------ Provided records ------

PR #415, opened 2022-01-26
checks to see if C2R is the latest version

Andrew-ang9:
this adds to the code a case for if the users version of convert 2 RHEL isn't the most recent version, then it will let the user know to either go and update to the current version or to set an envar to bypass it. 

Jira ticket OAMG-4773


SpyTec (changes requested):
Also needs unit tests

convert2rhel/checks.py
```diff
@@ -57,6 +60,71 @@ def perform_pre_ponr_checks():
     ensure_compatibility_of_kmods()
 
 
+def check_convert2rhel_latest():
+    """Make sure that we a running the latest version of convert2rhel"""
+
+    # get lastest avalible version
```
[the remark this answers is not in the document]
Andrew-ang9: yeah after I submitted this PR I noticed that I had left the debug comments in, so I will definitely get those out! I am working on the unit test so it should be added to this PR soon! Thank you for the feedback!

convert2rhel/checks.py
```diff
@@ -21,11 +21,13 @@
 import os
 import re
 
+import conver2rhel
```
r0x0d, line 24:
```suggestion
```
This import is not necessary

r0x0d, line 24: I think a better way of importing this would be like 

```suggestion
from convert2rhel import __version__ as convert2rhel_version
```

This way we don't trigger warnings from `unused module` and don't mess with importing the whole module (if in the future we happen to have more things than usual there)

convert2rhel/checks.py
```diff
@@ -57,6 +60,71 @@ def perform_pre_ponr_checks():
     ensure_compatibility_of_kmods()
 
 
+def check_convert2rhel_latest():
+    """Make sure that we a running the latest version of convert2rhel"""
```
r0x0d, line 64:
```suggestion
    """Make sure that we are running the latest version of convert2rhel"""
```

convert2rhel/checks.py
```diff
@@ -57,6 +60,71 @@ def perform_pre_ponr_checks():
...
+
+    repo_content = (
+        "[convert2rhel]\n"
+        "name=Convert2RHEL Repository\n"
+        "baseurl=https://ftp.redhat.com/redhat/convert2rhel/$releasever/os/\n"
+        "gpgcheck=0\n"
+        "enabled=1\n"
+    )
+
+    repo_dir = os.path.join(utils.TMP_DIR, "convert2rhel_repo")
```
r0x0d, line 76: It's missing the import of the `utils` module at the top of the file

```python
```

convert2rhel/checks.py
```diff
@@ -57,6 +60,71 @@ def perform_pre_ponr_checks():
...
+        ("repoquery --releasever={releasever} --setopt=reposdir={repodir} convert2rhel").format(
+            releasever=system_info.releasever,
+            # releasever="8",
+            repodir=repo_dir,
+        ),
+        print_output=False,
+    )
+
+    #   - if cannot access url: print warning and continue
+    PKG_NEVR = r"\b(\S+)-(?:([0-9]+):)?(\S+)-(\S+)\b"
```
r0x0d, line 92: @abadger or @SpyTec I may be wrong, but this regex should be compiled first and preferably outside the function isn't it?

convert2rhel/checks.py
```diff
@@ -57,6 +60,71 @@ def perform_pre_ponr_checks():
...
+
+        ver_compare = rpm.labelCompare(package_version[1:], latest_version)
+
+        if ver_compare == 1:
+            latest_version = package_version[1:]
+
+    # get version of currently running convert2rhel
+
+    # if current version is not latest:
+    ver_compare = rpm.labelCompare(("0", convert2rhel.__version__, "0"), ("0", latest_version[1], "0"))
```
r0x0d, line 109:
```suggestion
    ver_compare = rpm.labelCompare(("0", convert2rhel_version, "0"), ("0", latest_version[1], "0"))
```

Following my suggestion from the import

convert2rhel/checks.py
```diff
@@ -57,6 +60,71 @@ def perform_pre_ponr_checks():
...
+            logger.warning("This is not the latest version of convert2rhel.")
+
+        # - If we are converting rhel7 or rhel8:
+        # - Stop conversion
+        else:
+            logger.critical(
+                "You are currently running %s, the latest version of convert2rhel is %s. "
+                % "\n upgrading to the latest version for the conversion is only supported."
+                " You can use the envar to continue, but using the envar wouldn't be supported"(
+                    convert2rhel.__version__, latest_version
```
r0x0d, line 123:
```suggestion
                    convert2rhel_version, latest_version
```

Following my suggestion of importing the __version__

r0x0d (changes requested):
Just a few things I spotted on the code, it's not entirely

convert2rhel/checks.py
SpyTec: It could be, but not strictly necessary. It's a performance enhancement that makes more sense when you have to iterate through something and check with a RegEx multiple times, or expect the function to be called multiple times. I'm indifferent to whichever solution is done in this case

r0x0d: Gotcha! Will take a note of that for future reviews. Thanks!

convert2rhel/checks.py
```diff
@@ -74,13 +77,14 @@ def check_convert2rhel_latest():
...
     repo_dir = os.path.join(utils.TMP_DIR, "convert2rhel_repo")
+    utils.mkdir_p(repo_dir)
     # repo_dir = os.path.join("/tmp/","convert2rhel_repo")
     repo_path = os.path.join(repo_dir, "convert2rhel.repo")
     store_content_to_file(filename=repo_path, content=repo_content)
 
     # repoquery --setopt=reposdir=$(pwd)/test_repo --releasever=8 convert2rhel
     raw_output_convert2rhel_versions, _ = run_subprocess(
-        ("repoquery --releasever={releasever} --setopt=reposdir={repodir} convert2rhel").format(
+        "repoquery --releasever={releasever} --setopt=reposdir={repodir} convert2rhel".format(
```
r0x0d, line 87: Just a friendly reminder to not forget to rebase this PR later and get the latest changes from `main`, which includes now the work done in #389

convert2rhel/checks.py
```diff
@@ -57,6 +62,88 @@ def perform_pre_ponr_checks():
...
+            )
+
+        else:
+            logger.info(
+                "You are currently running %s, the latest version of convert2rhel is %s.\n"
+                "Continuing conversion." % (convert2rhel_version, latest_version)
+            )
+
+    # - If we are converting rhel7 or rhel8:
+    elif ver_compare == 1:
```
r0x0d, line 133: We could add a comment somewhere here to specify what is the meaning of those values being compared to the `ver_compare`, 

Like this, for example: https://www.programcreek.com/python/example/104387/rpm.labelCompare

convert2rhel/checks.py
```diff
@@ -57,6 +62,88 @@ def perform_pre_ponr_checks():
...
+        logger.info(
+            "You are currently running %s, the latest version of convert2rhel is %s.\n"
+            "Continuing conversion." % (convert2rhel_version, latest_version)
+        )
+
+    else:
+        logger.info(
+            "You are currently running %s, the latest version of convert2rhel is %s.\n"
+            "Continuing conversion." % (convert2rhel_version, latest_version)
+        )
```
r0x0d, line 144: I'm wondering, @Andrew-ang9, should this code all be inside the for-loop? Right now, it's outside of the loop and we are comparing the current convert2rhel version against the ("0", "0.0", "0") tuple in `latest_version`

convert2rhel/checks.py
```diff
@@ -57,6 +62,88 @@ def perform_pre_ponr_checks():
...
+
+    # repoquery --setopt=reposdir=$(pwd)/test_repo --releasever=8 convert2rhel
+    raw_output_convert2rhel_versions, _ = run_subprocess(
+        "repoquery --releasever={releasever} --setopt=reposdir={repodir} convert2rhel".format(
+            releasever=system_info.releasever,
+            # releasever="8",
+            repodir=repo_dir,
+        ),
+        print_output=False,
+    )
```
r0x0d, line 92: And also, as referenced in the description in the Jira Issue, we should be checking if this fails (maybe with the return_code) because the user might not have an internet connection at the time of running this. 

```python
    raw_output_convert2rhel_versions, return_code = run_subprocess(
        "repoquery --releasever={releasever} --setopt=reposdir={repodir} convert2rhel".format(
            releasever=system_info.releasever,
            # releasever="8",
            repodir=repo_dir,
        ),
        print_output=False,
    )
    
    if return_code != 0: 
        loggerinst.warnin("Couldn't check if this is the latest version of convert2rhel")
```

convert2rhel/checks.py
```diff
@@ -57,6 +62,88 @@ def perform_pre_ponr_checks():
...
+    utils.mkdir_p(repo_dir)
+    # repo_dir = os.path.join("/tmp/","convert2rhel_repo")
+    repo_path = os.path.join(repo_dir, "convert2rhel.repo")
+    store_content_to_file(filename=repo_path, content=repo_content)
+
+    # repoquery --setopt=reposdir=$(pwd)/test_repo --releasever=8 convert2rhel
+    raw_output_convert2rhel_versions, _ = run_subprocess(
+        "repoquery --releasever={releasever} --setopt=reposdir={repodir} convert2rhel".format(
+            releasever=system_info.releasever,
+            # releasever="8",
```
r0x0d, line 88: This comment can be removed, as I believe this was only to debug the command execution.

convert2rhel/checks.py
```diff
@@ -57,6 +62,88 @@ def perform_pre_ponr_checks():
...
+        "baseurl=https://ftp.redhat.com/redhat/convert2rhel/$releasever/os/\n"
+        "gpgcheck=0\n"
+        "enabled=1\n"
+    )
+
+    repo_dir = os.path.join(utils.TMP_DIR, "convert2rhel_repo")
+    utils.mkdir_p(repo_dir)
+    # repo_dir = os.path.join("/tmp/","convert2rhel_repo")
+    repo_path = os.path.join(repo_dir, "convert2rhel.repo")
+    store_content_to_file(filename=repo_path, content=repo_content)
```
r0x0d, line 82: @abadger do you think replacing this with the [tempfile](https://docs.python.org/3/library/tempfile.html) is a more secure way? Since we are using this as a temporary file and not something that will be persistent across the whole conversion.

convert2rhel/checks.py
```diff
@@ -57,6 +62,88 @@ def perform_pre_ponr_checks():
...
+                "Only the latest version is supported for conversion. If you want to ignore"
+                " this you can set 'CONVERT2RHEL_UNSUPPORTED_VERSION' to continue"
+                % (convert2rhel_version, latest_version)
+            )
+
+        else:
+            logger.info(
+                "You are currently running %s, the latest version of convert2rhel is %s.\n"
+                "Continuing conversion." % (convert2rhel_version, latest_version)
+            )
```
r0x0d, line 130: What do you think about changing this to be a simple warning to the user if they are on the RHEL6 since we don't officially support it? 

Maybe something like this: 

```suggestion
    if system_info.version.major <= 6:
        logger.warning(
            "You're running an unsupported operating system version for convert2rhel. "
            "If you want to ignore  this, then you can set 'CONVERT2RHEL_UNSUPPORTED_VERSION' to continue"
        )
```

The message is just a placeholder, feel free to improve it if you think it's a good change.

r0x0d (commented):
Looking good. Only a few comments I spotted reviewing this one more time. 

Also, if I'm not mistaken, we could reorder the version testing, to make it a bit easier to read and not confusing.

convert2rhel/checks.py
abadger: I would continue to create the files in `utils.TMPDIR` although you are right that using `tempfile.mkdtemp()` inside of `utils.TMPDIR` might be a little better than hardcoding `"convert2rhel_rep"`.

First of all, you're right that this data is very temporary in nature.  However, in general, that's not the reason that you should use `/tmp.` or `/var/tmp`.  Those should really only be used if you can't depend on some other directory (the user's home directory or, in our case, '/var/lib/convert2rhel/`) or you have to share the file with some other user.  Anytime you operate in `/tmp` or `/var/tmp` it is less secure because those directories are world writable which exposes you to all sorts of race conditions which can be used to attack the system.  The functions in the tempfile stdlib module should be secure against most of those attacks except for a denial of service attack.  Here's an accessible writeup (it doesn't go into the intricacies of what O_CREAT and O_EXCL actually do and do not protect against but it is accurate and pretty easy to understand):  https://owasp.org/www-community/vulnerabilities/Insecure_Temporary_File

Using `tempfile.mkdtemp()` to create repo_dir could be a little better because it generates a name with some random characters in it.  That way if `/var/lib/convert2rhel/convert2rhel.repo` already existed, we wouldn't collide  with whatever was using it.  Using it would look something like this on Line 78:
``` python
repo_dir = tempfile.mkdtemp(prefix="convert2rhel_repo.", dir=utils.TMP_DIR)`
```
If we did that, I we'd need to make sure that utils.TMP_DIR is created at some point before the `mkdtemp()` call.  I can't remember off the top of my head if we're doing that anywhere or if we need to do it here.

convert2rhel/checks.py
```diff
@@ -57,6 +62,88 @@ def perform_pre_ponr_checks():
...
+    PKG_NEVR = r"\b(\S+)-(?:([0-9]+):)?(\S+)-(\S+)\b"
+    convert2rhel_versions = re.findall(PKG_NEVR, raw_output_convert2rhel_versions, re.MULTILINE)
+
+    latest_version = ("0", "0.00", "0")
+    #   - get latest version from https://ftp.redhat.com/redhat/convert2rhel/.
+    for package_version in convert2rhel_versions:
+        if package_version[0] != "convert2rhel":
+            continue
+
+        ver_compare = rpm.labelCompare(package_version[1:], latest_version)
```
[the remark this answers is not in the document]
abadger: I think there's some missing logic after this (still within the for loop).  I think it should check `ver_compare` to see if `package_version` evaluated as later than `latest_version`.  If so, set `latest_version = package_version[1:]`.

convert2rhel/checks.py
```diff
@@ -57,6 +62,88 @@ def perform_pre_ponr_checks():
...
+
+    # if current version is not latest:
+    ver_compare = rpm.labelCompare(("0", convert2rhel_version, "0"), ("0", latest_version[1], "0"))
+    # - If envar is detected
+    if "CONVERT2RHEL_UNSUPPORTED_VERSION" in os.environ:
```
abadger, line 109: I think the decision tree here needs to be reworked.  Here's how I would approach the problem:

1. What are the conditions that I need to check?
2. Which conditions match up with which outcomes?
3. What data do I have to form each condition?

let's take those one at a time:

## 1. What conditions do I want to check?
In the jira ticket, Michal and Eric list the following things:

- Check whether there's a newer packaged version than what we currently have available
- Stop the conversion in case of conversions to RHEL 7 and 8, warn when converting to RHEL 6
- If the user has set an environment variable, then continue instead of stopping

## 2. Matching the outcomes with the checks

* If the package version is later than the running version
  * If system version <= 6.x
    * warn
  * else #  7 or 8 (or soon, 9)
    * if environment variable is set
      * warn or info and continue
    * else # env var not set
      * error out with an error message that tells why and about the env var
* else # the running version is the same or later than the package version
  * Continue 

Notice that in this case we have a maximum of three levels of nesting in the if-else blocks.  This matches up with our three conditions.  The maximum nesting happens when we find this: [1st level of nesting] if the packaged version is later than the running version and [2nd level of nesting]  if we're converting something > 6 and [3rd level] whether the env var was set or unset.

# 3. What data do I have for each condition?

So the toplevel condition needs to compare the package version with the running version.  In your code (once it's fixed), you should have package version in the `latest_version` variable and running version in the `convert2rhel_version` variable.  You compare them with `rpm.labelCompare()` to set ver_compare (outside of the loop).  So the toplevel condition will be `if ver_compare == SOMETHING`. (I don't know off the top of my head whether 1 or -1 will mean the running version or package version is later.  You should be able to test that at the python shell, though.)

The second level condition needs to test the system version.  You've found out where to get that, if `system_info.version.major`.

The third level condition tests whether the env var is set.  You've figured out that condition too: `if "CONVERT2RHEL_UNSUPPORTED_VERSION" in os.environ`

## 4. Put it together.

So the decision tree that you have here is a little different than what I came up with in step 2.  What you have right now is:
* if env var:
  *  continue
* else if package version is later
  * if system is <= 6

------

=== Description of the task ===
What the answer needs is every line from the data above with "requested" in it.

=== Answer to the exercise ===
SpyTec (changes requested):
r0x0d (changes requested):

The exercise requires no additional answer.